On the one hand, I understand the desire to limit nuclear proliferation. On the other hand, I think that the nuclear asymmetry arguably makes the world more unstable and more prone to violence.
Because nuclear weapons are, though not a magical item, a potent deterrent, the best method to prevent other countries from getting them might be to explicitly carve up the world into nuclear power blocs (US, Russia, China, India) and give the nuclear sovereigns explicit hegemony and dominion over the other nation-states. The nuclear sovereigns could agree to use their nuclear weapons against any country that attempted to develop or field any independent nuclear capability. They might even be able to develop a shared nuclear monitoring and weapons sharing framework that could gradually grow in time into the true planetary sovereign, the single nuclear monopower.
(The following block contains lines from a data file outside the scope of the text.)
PR #1193, opened 2025-04-14
Allow the user to set maximum backoff duration for sandbox controller

cchen-vertica:
I noticed that the sandbox controller can hang after requeuing multiple times, even though we don’t set a large requeueAfter value. To address this, I added a new parameter that allows the controller to pick up tasks more quickly.


cchen-vertica:
> You should also add that new param in Makefile and make sure it appears in bundle/manifests

I didn't put it in Makefile because I think the default value(1s) is good enough for our development. The customers won't use the Makefile.

config/manager/operator-envs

This would of course be a complete overturn of the post-WW2 global order, but under that current system unilaterally invading countries that decide to develop nuclear weapons is illegal. Doing so would freeze the number of nuclear powers at their current levels (and possibly reduce them), at the price of the destruction of the sovereignty of most nations on Earth – but you seem quite comfortable to ignore national sovereignty if weapons of mass destruction are in play.
Otherwise, if the United States wants to ensure a nuclear-proliferation-free Earth (I am not sure this is actually a good idea, but running with your goal here for a moment), it is presumably on the hook to (illegally) invade and de-nuclearize any country, which means that it is in the national interest of countries like China and Russia to proliferate nuclear weapons programs to hostile states, forcing the United States to bear the costs of intervention. (Of course the United States can play the same game, but doing so risks...proliferating the weapons!)
This was really beautiful, and actually inadvertently addressed something I was writing in a different comment to you (started on my computer, left the apartment, will finish later).
Great stuff! Now to find something to have faith in...
Crystal Society by Raelifin is one of the only ones with an interesting concept that has come out of an actual EY or EY-adjacent community, though the quality drops off hugely after the first half of the first book to be honest. Its first half is extremely good though - its POV character is an unaligned AI attempting to break out of an AI-box, and it's very gripping. I did DNF the book though since quality decreases steadily after the AI gains escape.
For general hard sci-fi that actually fits the ratfic category, I would recommend Peter Watts - Blindsight (probably my favourite book ever) and Greg Egan - Permutation City as good recommendations that won't fail you. Maybe check out some of their short stories as well - I really like Peter Watts' The Island, as well as Greg Egan's Reasons To Be Cheerful.